Some Trump supporters also are noting that Barack Obama had his own “Voter Protection Program” in 2008. But that effort, too, was aimed at lawyers to protect the rights of legitimate voters. It explicitly told volunteers not to challenge voters’ eligibility.
Trump’s new program, by contrast, appears more like the election monitoring conducted by True the Vote, a Tea-Party-linked group that aimed to root out voter fraud and have drawn charges of voter intimidation. In 2010, Harris County, Texas, officials said they’d received several complaints of True the Vote volunteers being disruptive, NBC reported. And two years later, some Ohio voters complained of receiving official letters telling them their right to vote was being challenged, after they were targeted by the group. One True the Vote leader told volunteers in 2012 that the group’s goal was to give voters a feeling “like driving and seeing the police following you.”
Adding to concerns is that Trump’s call for volunteer observers comes not long after the U.S. Justice Department announced it will reduce the number of federal election observers it deploys to the polls this fall, who are charged with preventing voter suppression and intimidation. The Justice Department has said the Supreme Court’s 2013 ruling weakening the Voting Rights Act, Shelby County v. Holder, required the move, though some voting rights advocates disagree.
Donald McGahn, a top election lawyer for the Trump campaign, has met with a Republican lawyers group that’s planning its own poll-monitoring program, The Washington Post reported.
“What they want to do is create a pretty select, Navy SEAL-type operation that takes the data we’re able to provide and deploy resources of the highest caliber,” Randy Evans, the chairman of the lawyers group, told the paper. “If you have 7,000 lawyers on the ground, and 200 sophisticated election attorneys on call, you can move quickly.”
(h/t NBC News)
The key difference between Trump’s proposal and the Obama’s 2008 “Voter Protection Program” initiative was that only meant for lawyers to be strictly observers of voter intimidation. This was a response to reports that Republicans engage in suppression of voting in the previous general election back in 2004.

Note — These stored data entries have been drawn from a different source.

PR #17908, opened 2022-02-20
coreutils: update to 9.0

graysky2:
Removed unneed patch:
```
  002-ls-restore-831-behavior-on-removed-directories.patch
```
After updating ran `make package/coreutils/refresh` from `$BUILDROOT` to clean dirty patches.
```
Build system: x86_64
Build-tested: bcm2711/RPi4B
Run-tested: bcm2711/RPi4B
```

Maintainer: @neheb @jow- @champtar


graysky2:
I am a little confused since there is coreutils here and also under the openwrt repo.  Do they need to be bumped simultaneously?

neheb:
I don't think so. tools/coreutils is equivalent to a coreutils/host package.

PR #17924, opened 2022-02-22
Stop taxing the resources of the FreeBSD project with htpdate requests

allanjude:
Remove `www.freebsd.org` from the list of hosts that receive a constant deluge of HTTP requests from clients looking for the current date

FreeBSD has taken to removing the date header from its HTTP response due to this abuse.


jow-:
@allanjude @marcin1j - I took the liberty to fixup and push this change directly, hope this is okay.

allanjude:
Thank you.

PR #17929, opened 2022-02-23
cni-plugins-nft: change naming to support fw4

oskarirauta:
added patch with following features:

 - forces table family always to inet instead of ip or ip6.
 - force fw4 table using
 - change default chain names for fw4


oskarirauta:
Anyone to review? This patch actually makes this useful in Openwrt.

oskarirauta:
@neheb

BKPepe:
Both patches should have some description, what they are doing. Did you reach upstream if there is something what they can do? Right now, it seems like we need to carry such patches forever and maintain them, of course. 

Prefix, which you used such as ``010-``, ``020-`` means that they are upstream backports. Is that true?

PR #17931, opened 2022-02-23
[21.02] expat: import patches for CVEs

paper42:
Maintainer: @thess
Compile tested: powerpc 8540, Turris 1.X, OpenWrt 19.07
Run tested: powerpc 8540, Turris 1.X, OpenWrt 19.07 only a bit, I would appreciate help with testing this.

Description: It's a bit unfortunate that we have an unsupported expat version in 21.02, but I don't know if it would be idea to switch to 2.4 in a stable branch. I got the patches from [alpine 3.13](https://gitlab.alpinelinux.org/alpine/aports/-/tree/3.13-stable/main/expat) and refreshed them. This commit should be backported to 19.07, but there we should also update expat to .10.


neheb:
What's expat used for?

paper42:
> What's expat used for?

In 14 packages if I am counting correctly, most notably avahi, libarchive and unbound, but I am not sure under which circumstances it gets used there.

neheb:
xml parser. great...

PR #17934, opened 2022-02-24
tvheadend: fix group /dev/dvb permissions, add /etc/tvheadend to conffiles

clayface:
Maintainer: @M95D 
Compile tested: mvebu
Run tested: mvebu/rb5009

Description: Fix group permissions so that tvheadend user can access adapters. Also add the /etc/tvheadend dir to conffiles to preserve it on sysupgrades.

### DIFF
--- a/multimedia/tvheadend/Makefile
+++ b/multimedia/tvheadend/Makefile
@@ -242,6 +242,7 @@ endef
 
 define Package/tvheadend/conffiles
 /etc/config/tvheadend
+/etc/tvheadend
 endef
 
 define Package/tvheadend/install
--- a/multimedia/tvheadend/files/dvb.hotplug
+++ b/multimedia/tvheadend/files/dvb.hotplug
@@ -1,7 +1,7 @@
 #!/bin/sh
 case "$ACTION" in
   add)
-    chown -R root:dvb /dev/dvb/*
-    chmod -R 660 /dev/dvb/*
+    chgrp -R dvb /dev/dvb/*
+    chmod -R g+rwX /dev/dvb/*
     ;;
 esac
--- a/multimedia/tvheadend/files/tvheadend.init
+++ b/multimedia/tvheadend/files/tvheadend.init
@@ -79,7 +79,8 @@ start_service() {
 	ensure_config_exists
 	procd_open_instance
 	procd_set_param file /etc/config/tvheadend
-	chown -R root:$TVH_GROUP /dev/dvb/*
+	chgrp -R $TVH_GROUP /dev/dvb/*
+	chmod -R g+rwX /dev/dvb/*
 	procd_set_param command "$PROG" -B -u $TVH_USER -g $TVH_GROUP
 	load_uci_config
 	procd_close_instance


clayface:
By the way, is it necessary to have `chown -R root:$TVH_GROUP /dev/dvb/*` in tvheadend.init if it's already in the hotplug script? Do I need to put the chmod command here too?

M95D:
Yes, I made some mistakes when I wrote those permissions. The dvb adapter directory (/dev/dvb/adapter0) has x permission by default. With my **chmod -R 660**, x will be removed.
But your command, **chmod -R g+rwx** will set x on device files too. I think it should be "X" instead:
chmod -R g+rwX /dev/dvb/*

About tvheadend.init:
I don't know if hotplug script executes after reboot if the dvb stick is already plugged-in. Probably both chown and chmod should be put in init script.

clayface:
> I think it should be "X" instead

fixed

> I don't know if hotplug script executes after reboot if the dvb stick is already plugged-in

In all my tests the hotplug script was used on reboot as well. I think we don't need to do it twice unless you want to be very safe.

walterav1984:
Maybe slightly offtopic but @clayface and @M95D which dvb adapters and interfaces (USB/PCI/PCI-E) did you test and especially which kernel modules for modulators etc. Do you have any resources to those patches enabling these devices dvb?

clayface:
I tested using a Hauppauge WinTV-DualHD USB-2.0 adapter.

As for enabling these in OpenWrt it's possible and something I would like as well - this is a useful feature that others may use if it wasn't difficult to do. However testing will be difficult without possessing devices from multiple vendors. When I have time I will look into it in more detail.

walterav1984:
You are right about diffculty of enabling that hardware kernel module support. Did a custom hack a while ago for 18.06.x with usb Mircrosoft Xbox tuner / Astrometa dvb-t2 (both easy available) using the dvb-usb,dvb_usb_dib0700,mn88472/3 using a customized "openwrt-dvb" github repository (sorry cannot find that one anymore) it worked fine with tvheadend. But I rather see all those modules come available by default in the OpenWrt kmod opkg repository, since doing it for a newer release without the upstream openwrt-dvb was very hard.

For Info on USB/PCI/PCI-E tuners I have access too for testing see the [hardware table](https://ubuntuforums.org/showthread.php?t=2336566) in this link:

M95D:
I use Astrometa USB tuner (Sony demod). I build my own openwrt firmware from source with all needed kernel modules built-in. They are all included in openwrt kernel sources. No external tree needed. But there's a catch! The kernel menuconfig options only become visible after i2c bus multiplexing (I2C_MUX) option is selected.

@clayface
I want to be extra-safe and have them in both places. For example, the user may plug-in the tuner before tvheadend (and dvb hotplug script) is installed.

clayface:
> I want to be extra-safe and have them in both places. For example, the user may plug-in the tuner before tvheadend (and dvb hotplug script) is installed.

Done.

M95D (approved):

clayface:
@M95D one more thing if you don't mind. Should `chown` be changed to `chgrp` since we aren't touching the user?

M95D:
Yes, why not. Go ahead.

clayface:
@M95D done.

@neheb believe this is ready. Thanks.

walterav1984:
@M95D
> They are all included in openwrt kernel sources. No external tree needed. But there's a catch! The kernel menuconfig options only become visible after i2c bus multiplexing (I2C_MUX) option is selected.
> Kernel config options are: DVB_CXD2841ER, DVB_RTL2832, MEDIA_TUNER_R820T.

When building the linuxtv mediatree modules/drivers this way, will they all be available as seperate 'kmod-xxxxx' files or be included by default in the kernel for your image? 

Since this PR was merged it seems that OpenWrt with Tvheadend or even Minisatip might only miss a [dvb-firmware](https://github.com/tmn505/openwrt-dvb/blob/ca8b5c7bca4c5eae5454127af438f52e3f8cc563/dvb-firmware/Makefile) and include libdvben50221 for Commen Interface based hardware. I'm aware that dependencies of modules are not automaticly solved but atleast they will be available to install by the end user themself, comparable with intel wifi which does not auto install firmware requires 2 packages.

Would it be intime to ask a pull request on [github.com/openwrt/openwrt 22.03 branch](https://github.com/openwrt/openwrt/issues/9248) consider enabling the default build of "i2c bus multiplexing (I2C_MUX) option" and "all other related media-tree tuner modules" for the upcoming release? @M95D @neheb

M95D:
I build my own image with everything included in kernel or as kernel modules preinstalled in squashfs. I don't use openwrt packages for drivers or firmware.

You may want to install firmwares manually. There are many tuners and package mentainance may be too much. There are also copyright issues with many of them.

walterav1984:
> You may want to install firmwares manually. There are many tuners and package mentainance may be too much. There are also copyright issues with many of them.

Does it mean as in although the driver code may already be in the current openwrt linux source, compiling and shipping the modules might be an issue?

> Dvb module drivers would make sense only for targets with platform dvb (are there any of these even supported?) or devices with usb.

By platform do you mean architectures like x86/64, ath79 and ramips that does have these module sources by default, or that some interfaces like pci or usb are lacking on those platforms and block building at all?

> I don't think there in much interest for dvb on openwrt...

It will be niche offcourse, people might try a raspberry pi or even a pc but the hardware could be perfectly usable as in minisatip server or simple tvheadend setup.

M95D:
- Not the drivers. Those are free. The firmwares. They are usually extracted from the windows binary driver.
- I was referring to embedded devices specialised as TV tuners. See the kernel menuconfig. There is a submenu with various TV tuners that are not PCI and not USB - "platform" DVB. Devices with PCI(e) usually support booting a full Linux distro, and then why use OpenWrt on them?
- I don't know how many users need DVB drivers. I don't even know how popular tvheadend is! (Hey! Package download statistics from OpenWrt servers would be nice!!!) Here on github there's only 3-4 participants. In the forum - even less. I updated the tvheadend package for myself. I pushed the updates to OpenWrt git just because it was already here. I didn't expect it to be actually used by anyone. Adding DVB drivers and firmwares is a lot of work for very few users.

PR #21099, opened 2023-05-19
borgbackup: Move from lang/python into utils

jefferyto:
Maintainer: @julienmalik 
Compile tested: armvirt-32, 2023-05-15 snapshot sdk
Run tested: none

Description:
lang/python is meant for Python libraries and other packages closely related to the Python language. It makes more sense for borgbackup to be in utils instead.

### DIFF
--- a/utils/borgbackup/Makefile
+++ b/utils/borgbackup/Makefile
@@ -9,7 +9,7 @@ include $(TOPDIR)/rules.mk
 
 PKG_NAME:=borgbackup
 PKG_VERSION:=1.2.4
-PKG_RELEASE:=3
+PKG_RELEASE:=4
 
 PYPI_NAME:=borgbackup
 PKG_HASH:=a4bd54e9469e81b7a30a6711423115abc818d9cd844ecb1ca0e6104bc5374da8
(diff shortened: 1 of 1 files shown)


1715173329:
@BKPepe could you review this?

BKPepe:
Sure, thanks for pinging me.

White checking on this website https://repology.org/project/borgbackup/versions , I see many distros are not quite sure, where it belongs. Some of them listed this package as utils, others as admin stuff for backups and one distro put it into lang. 

I agree with Jeffery to put it somewhere else. This is purely, I would say cosmetic and we can probably drop bumping PKG_RELEASE for that to avoid reinstalling it, but for both things, I dont have strong opinion on this.

jefferyto:
> we can probably drop bumping PKG_RELEASE

I checked the control file (of the ipk) and `Section: lang` is in it, that's why I thought it was safer to increment `PKG_RELEASE`. If that's not a concern I can remove the `PKG_RELEASE` change.

julienmalik:
FWIW : https://borgbackup.readthedocs.io/en/stable/internals/frontends.html#all-about-json-how-to-develop-frontends

borg does not provide any stable API at the Python level, so yes I agree it shall be better seen as an util than a python library.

There was an incident in 2008 where members of the New Black Panther Party engaged in voter intimidation incident in Philadelphia. While that was an issue, it was just a single case that involved 2 people, working independently, and outside of any officially sanctioned program.
Contrast this with Trump’s plan, which would be an actual sanctioned plan, appears to “make sure other people don’t come in and vote five times.” which is the same language used by groups like True the Vote which actively engage in voter intimidation using “caging” and other techniques. Thus the concern.